1. The preparation method of the hectorite 3D printing artificial bone scaffold is characterized by comprising the following steps of:

uniformly stirring hectorite and purified water, and filling the mixture into a charging barrel for defoaming to prepare printing paste;

acquiring CT/MRI/X rays of a host bone defect part, processing data, acquiring a host bone prototype model, and designing an applicable bracket three-dimensional model;

loading printing paste into a printing head, loading the designed three-dimensional model of the artificial bone scaffold into 3D printing software, setting printing parameters, starting a 3D printer, and finishing printing of the artificial bone scaffold;

dissolving polyvinyl alcohol in purified water to obtain a polyvinyl alcohol solution, and immersing the printed bracket into the polyvinyl alcohol solution for crosslinking;

sintering the artificial bone scaffold with the crosslinked structure to obtain the hectorite 3D printing artificial bone scaffold;

the mass ratio of the hectorite to the purified water is 1:3-5;

the mass fraction of the polyvinyl alcohol solution is 4% -10%.

2. The method for preparing the hectorite 3D printing artificial bone scaffold according to claim 1, wherein a host bone prototype model is obtained after data is processed by using a software 3D Slicer, an applicable scaffold three-dimensional model is designed by using Free CAD software, the model is stored as an STL file and loaded into PC Printer software, and a bioceramic Printer is used for carrying out silk-Free 3D printing.

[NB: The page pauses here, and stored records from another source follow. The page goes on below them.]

PR #1418, opened 2024-07-23
Update crates to use package settings from workspace, set version to 0.30.0

timothyfroehlich:


Cargo.toml
```diff
@@ -2,6 +2,13 @@
 resolver = "2"
 members = ["crates/figma_import", "crates/dc_jni", "crates/layout", "crates/dc_bundle"]
 
+[workspace.package]
+version = "0.30.0"
```
rylin8, line 6: from 0.1.0 to 0.30.0? Is this supposed to match our release version?

iamralpht: Yeah - basically we've got other consumers of some of the Rust crates we're making, so it's better if the version changes when they incorporate new releases from us. Tim and I talked and didn't think it made sense to track the individual crates because we'll just end up with loads of versions, so we're doing a global version for all of the crates. (No plans to publish on crates.io, though).

iamralpht (approved):

PR #1421, opened 2024-07-24
Move reaction_schema to dc_bundle

yiqunw700:
Also copy figma_schema::Vector as Vector under dc_bundle.

### DIFF
--- a/crates/dc_bundle/src/legacy_definition/element/vector.rs
+++ b/crates/dc_bundle/src/legacy_definition/element/vector.rs
@@ -13,14 +13,23 @@
  * See the License for the specific language governing permissions and
  * limitations under the License.
  */
+use serde::{Deserialize, Serialize};
 
-pub mod background;
-pub mod color;
-pub mod font;
-pub mod geometry;
-pub mod node;
-pub mod path;
-pub mod reactions;
-pub mod variable;
-pub mod vector;
-pub mod view_shape;
+// XXX ColorStop, Transform
+#[derive(Deserialize, Serialize, Debug, Clone, Default, PartialEq)]
+pub struct Vector {
+    pub x: Option<f32>,
+    pub y: Option<f32>,
+}
+
+impl Vector {
+    pub fn is_valid(&self) -> bool {
+        self.x.is_some() && self.y.is_some()
+    }
+    pub fn x(&self) -> f32 {
+        self.x.unwrap_or(0.0)
+    }
+    pub fn y(&self) -> f32 {
+        self.y.unwrap_or(0.0)
+    }
+}
--- a/crates/figma_import/src/reaction_schema.rs
+++ b/crates/figma_import/src/reaction_schema.rs
@@ -14,9 +14,11 @@
 
 use serde::{Deserialize, Serialize};
 
-use crate::figma_schema;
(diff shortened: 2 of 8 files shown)


crates/figma_import/src/reaction_schema.rs
```diff
@@ -476,44 +64,11 @@ fn parse_reactions() {
...
-
-#[derive(Deserialize, Serialize, Debug, Clone, PartialEq, Copy)]
-#[serde(rename_all = "SCREAMING_SNAKE_CASE")]
-pub enum OverlayBackgroundInteraction {
-    None,
-    CloseOnClickOutside,
-}
-
 #[test]
 fn parse_frame_extras() {
```
yiqunw700, line 68: Let me know if the tests should also be moved to dc_bundle.

crates/dc_bundle/src/legacy_definition/element/vector.rs
```diff
@@ -0,0 +1,35 @@
...
+ *
+ * Unless required by applicable law or agreed to in writing, software
+ * distributed under the License is distributed on an "AS IS" BASIS,
+ * WITHOUT WARRANTIES OR CONDITIONS OF ANY KIND, either express or implied.
+ * See the License for the specific language governing permissions and
+ * limitations under the License.
+ */
+use serde::{Deserialize, Serialize};
+
+// XXX ColorStop, Transform
```
timothyfroehlich, line 18: Do you happen to know what this comment is supposed to mean?

timothyfroehlich (commented):
So we need to do this a bit differently. The "Json" versions of the structs all need to stay in `figma_import`. They're the data that's being fetched from Figma, so that's why they need to stay there. So with that, the conversions from the "Json" versions also need to stay in `figma_import`, so they'll need to be "turned around", sort of, so that they're implementations on the "Json" structures, instead of implementations on the "non-Json" structures.

timothyfroehlich (changes requested):
(Also if you move the Json versions back then it's more clear that the tests should stay in `figma_import`)

crates/dc_bundle/src/legacy_definition/element/vector.rs
yiqunw700: Not really. @rylin8 Robert do you know what does this comment mean?

yiqunw700:
> So we need to do this a bit differently. The "Json" versions of the structs all need to stay in `figma_import`. They're the data that's being fetched from Figma, so that's why they need to stay there. So with that, the conversions from the "Json" versions also need to stay in `figma_import`, so they'll need to be "turned around", sort of, so that they're implementations on the "Json" structures, instead of implementations on the "non-Json" structures.

Done.

crates/figma_import/src/reaction_schema.rs
yiqunw700: Done.

crates/dc_bundle/src/legacy_definition/element/vector.rs
rylin8: Not exactly, though usually @iamralpht adds the `// XXX` comments to indicate something we should fix or add support for in the future.

rylin8 (approved):

timothyfroehlich (approved):
Looks great!

PR #2233, opened 2026-07-30
lengc/LLVM: name variant object branches in debug info

### LINKED ISSUE #2068: lengc/LLVM: union object debug info missing kind-to-branch mapping in .c.nif
The generated `.c.nif` for union (variant) objects does not carry the mapping between `kind` values and their corresponding `branch object`. Without this mapping, the generated `.ll` cannot emit the correct DWARF variant part (`DW_TAG_variant_part` / `DW_TAG_variant`) debug metadata. So at #2067 , print struct looks like:

```
* thread #1, name = 'hello', stop reason = step over
    frame #0: 0x00005555555764aa hello`X60Qini_0_helg27y181 at hello.nim:39:6
   36     e1.kind = ekInt
   37     e1.intVal = 42
   38     e1.floatVal = 3.14
-> 39     foo(int32(e1.intVal))
   40     echo e1.intVal, " ", e1.floatVal
(lldb) p e1
(Expr) {
  kind = ekInt
   = {
     = (intVal = 42, floatVal = 3.1400000000000001)
     = {
      strVal = {
        bytes = 42
        more = 0x40091eb851eb851f {...}
      }
    }
  }
}
```

the type of `e1` is:
```
type
  ExprKind = enum
    ekInt, ekFloat, ekStr

  Expr = object
    case kind: ExprKind
    of ekInt, ekFloat:
      intVal: int64
      floatVal: float64
    of ekStr:
      strVal: string
```

Redict:
fixes #2068

`p e1` on a variant object showed unnamed members instead of naming the active branch:

```
(Expr) {
  kind = ekInt
   = {
     = (intVal = 42, floatVal = 3.1400000000000001)
     = { strVal = {...} }
  }
}
```

`llvmdebug` renders what it is given, and the mapping from `kind` values to branches never reached it. `hexer/lengcgen.trObjFields` lowered a case object to a bare `(union (object ...)+)`, dropping each branch's `(ranges ...)` with a `skip n` and emitting nothing at all for a field-less branch. So which values select which branch, and which field is the selector, were both gone by the time the backend ran. That is why this touches two layers.

## Leng gains a discriminated union

```
UnionDecl   ::= (union [FieldDecl | AnonObjDecl | UnionDecl]*)   # {.union.}, unchanged
              | (union UnionBranch+)                             # case object
UnionBranch ::= (of BranchRanges [AnonObjDecl | Empty])
              | (else [AnonObjDecl | Empty])
```

```
(fld :kind.0 . ExprKind.0.)
(union
 (of (ranges 0 1) (object . (fld :intVal.0 ...) (fld :floatVal.0 ...)))
 (of (ranges 2)   (object . (fld :strVal.0 ...)))
 (of (ranges 3).))                                   # `of ekNone: nil`
```

No new tags. `of`, `ranges` and `else` are already `LengOther` and both backends already decode that shape, so `src/models/tags.nim` comes back byte-identical from `gen_tags` and only doc comments move. That also lines up with #1946, which keeps `case` "as existing (quite complex with range handling etc.)".

The discriminator stays positional, meaning the `fld` emitted immediately before the `union`. `trObjFields` establishes that by construction and every consumer already walks union siblings forward, so nothing needs a backward cursor or an extra slot. A `{.union.}` object can never contain a `case` (asserted at `sizeof.nim:87`), so the child tag alone separates the two forms.

Field-less branches now emit `(of RANGES .)` instead of vanishing, which keeps their discriminant value.

## Naming the branches

`llvmdebug` names each branch member and its payload struct after the enum value that selects it. `lengcgen` folds enum symbols to integers when it copies the ranges, so the name has to be recovered from the selector's own `(enum ...)` decl.

```llvm
!15 = !DICompositeType(tag: DW_TAG_structure_type, name: "ekInt", elements: !{!12, !14}, ...)
!16 = !DIDerivedType(tag: DW_TAG_member, name: "ekInt", baseType: !15, ...)
!32 = !DICompositeType(tag: DW_TAG_structure_type, name: "ekStr", ...)
!82 = !DICompositeType(tag: DW_TAG_structure_type, name: "else", ...)
```

An `else` branch has no ranges to name it after, so it gets the literal name `else`. Leaving it anonymous would reproduce the reported bug for every variant with a default branch.

## Why not `DW_TAG_variant_part`

That is the semantically correct DWARF and I built it first, but lldb 22.1.8 cannot parse the tag:

```
error: unhandled type tag DW_TAG_variant_part (DW_TAG_variant_part), please file a bug
(Expr)  (kind = '\0')
```

The payload disappears entirely, which is worse than the bug being fixed. It is not a fan-out limitation either, single-value branches fail the same way. gdb 15.1 does render it correctly, so a variant part is worth adding later behind a flag, but the default has to work on the toolchain this repo pins in its own `clang.args`.

## Consumers

Nine `src/lengc` walks learned to descend the new wrapper, through one shared helper in `nifcdecl.nim`. Two of them were failing silently rather than loudly.

`typenav.typeOfField` never advanced its cursor on an unrecognised node, and its caller loops `while n.hasMore and not done`, so an `of` child was an infinite loop rather than a missed field.

`aliasing.pointerBearing` skipped what it did not recognise and returned false, so a variant whose only pointer lives in a branch read as pointer-free. That is the unsound direction for alias analysis. The same function already skipped nested anonymous object/union children before this change, so that hole existed independently, and both now descend.

`addObjectFieldsLLVM` needed no change. Its callers only ever enter an object or union body, and branches route through `genUnionBodyLLVM` instead.

arkham consumes Leng too, from the sibling `nativenif` repo, and had four walks with the same assumption. That is nim-lang/nativenif#93, merged, and included in the `src/nativenif.commit` pin this branch builds against.

## Verification

Built the toolchain under WSL (Nim 2.2.10, clang 18) and ran a probe covering a multi-value branch, a single-value branch with a `string` field, a field-less branch and an `else`.

- generated C is unchanged, anonymous struct per branch as before
- runtime read-back of every branch field returns the right values, including mutate-then-read, which is the real guard on the GEP index change in `searchFieldIdx`
- LLVM layout `%Expr = type { i8, { { i64, double } } }`, branch access at `i32 0, i32 1`
- post-lengcgen validator over a 123-file `.c.nif` corpus: 280 violations before the grammar edit, 276 after, none new. The four that disappear are exactly the ones this lowering would otherwise have introduced.

Re-verified after rebasing onto current master:

- `gen_tags` leaves `src/models/tags.nim` byte-identical
- native suite **101 / 101**
- main suite **723 / 740**, failing set byte-identical to pristine master in the same sandbox, so no regressions (those 17 are pre-existing concept failures unrelated to this change)

## Not covered by a test

A `case` nested inside another branch is the one shape with no coverage anywhere, so I wrote a test for it. It crashes nimsem at `sem.nim:3808 buildObjConstrField` reaching `nifcore.nim:428`. A nimsem built from pristine master crashes identically, so it predates this PR, and construction is the trigger while a bare declaration is fine. That is #2234. I left the test out rather than add a red one.

### DIFF
--- a/doc/internals/leng-spec.md
+++ b/doc/internals/leng-spec.md
@@ -198,7 +198,10 @@ ProcDecl ::= (proc SymbolDef Params Type ProcPragmas [Empty | StmtList])
 
 FieldDecl ::= (fld SymbolDef FieldPragmas Type)
 
-UnionDecl ::= (union [FieldDecl | AnonObjDecl | UnionDecl]*)
+UnionDecl ::= (union [FieldDecl | AnonObjDecl | UnionDecl]*) | # `{.union.}` form
+              (union UnionBranch+) # case object form
+UnionBranch ::= (of BranchRanges [AnonObjDecl | Empty]) |
+                (else [AnonObjDecl | Empty])
 AnonObjDecl ::= (object Empty [FieldDecl | AnonObjDecl | UnionDecl]*)
 ObjDecl ::= (object [Empty | Type] [FieldDecl | AnonObjDecl | UnionDecl]*)
 EnumFieldDecl ::= (efld SymbolDef Number)
@@ -284,6 +287,17 @@ Notes:
 - `varargs` is modelled as a special type but it must be combined with a named parameter
   just like any other parameters.
 - The type `flexarray` can only be used for a last field in an object declaration.
+- `union` has two forms and the child tag tells them apart: the `{.union.}` form
+  holds `fld`/`object`/`union` children, the case-object form holds `of`/`else`
+  children. The two never mix, because a `{.union.}` object cannot contain a
+  `case`. A case-object `union` is a *discriminated* union: the `of` branches
+  carry the `BranchRanges` that select them, and the **discriminator is the `fld`
+  immediately preceding the `union` among its siblings**. That position is an
+  invariant of the lowering, so a consumer reads the selector by remembering the
+  previous field rather than by searching. A branch with no fields is
+  `(of BranchRanges .)` — the empty body still records that the discriminant
+  value is legal. Both forms have identical memory layout: only the largest
+  branch's size matters.
 - The pragma `selectany` can be used to merge proc bodies that have the same name.
   It is used for generic procs so that only one generic instances remains in the
   final executable file.
--- a/doc/tags.md
+++ b/doc/tags.md
@@ -89,7 +89,7 @@
 | `(if (elif X X)+ (else X)?)` | LengStmt, NimonyStmt, NiflerKind | if statement header |
 | `(when (elif X X)+ (else X)?)` | NimonyStmt, NimonyOther, NiflerKind | when statement header |
 | `(elif X X)` | LengOther, NimonyOther, NiflerKind | pair of (condition, action) |
-| `(else X)` | LengOther, NimonyOther, NiflerKind | `else` action |
+| `(else X)`; `(else .T)` | LengOther, NimonyOther, NiflerKind | `else` action, or the default branch of a Leng discriminated `union` |
 | `(typevars (typevar ...)*)` | NimonyOther, NiflerKind | type variable/generic parameters; after sem an entry may also be a `(staticTypevar ...)` |
 | `(break .Y)`; `(break)` | LengStmt, NimonyStmt, NiflerKind | `break` statement |
 | `(continue .Y)`; `(continue)` | NimonyStmt, NiflerKind, NjvlKind | `continue` statement |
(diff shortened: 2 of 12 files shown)


Redict:
Heads up on a cross-repo dependency I missed initially: this needs nim-lang/nativenif#93 to land first (or at the same time).

arkham consumes Leng too, and it lives in the sibling `nativenif` repo that `ci.yml` checks out at `master`. It has four walks that assume every union child is an `(object …)`, so the branch wrapper trips them and `tests/nimony/arc/tbasics.nim` fails the native job:

```
Error: unhandled exception: arkham x64 v0: type not supported: NoType
66 / 67 native tests successful
```

The other four platforms pass; only linux-amd64 runs the native backend.

With both branches applied, in the sibling layout CI uses: native `67 / 67`, main suite `628 / 644` with a failing set identical to pristine master in the same sandbox.

I have also rebased this onto current master (`2f4c0d60`) since the base had moved.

3. The method for preparing the hectorite 3D printing artificial bone scaffold according to claim 1, wherein in the crosslinking process, the crosslinking time is 3-7 h.

4. The method for preparing the hectorite 3D printing artificial bone scaffold according to claim 1, wherein in the sintering process, the sintering temperature is 820-870 ℃, and the heat preservation time is 3-5 h.

5. A hectorite 3D printed artificial bone scaffold made by the method of any one of claims 1-4.

6. The laponite 3D printed artificial bone scaffold of claim 5, wherein the pore structure is 30 ° -90 ° filled and the porosity is 40% -80%.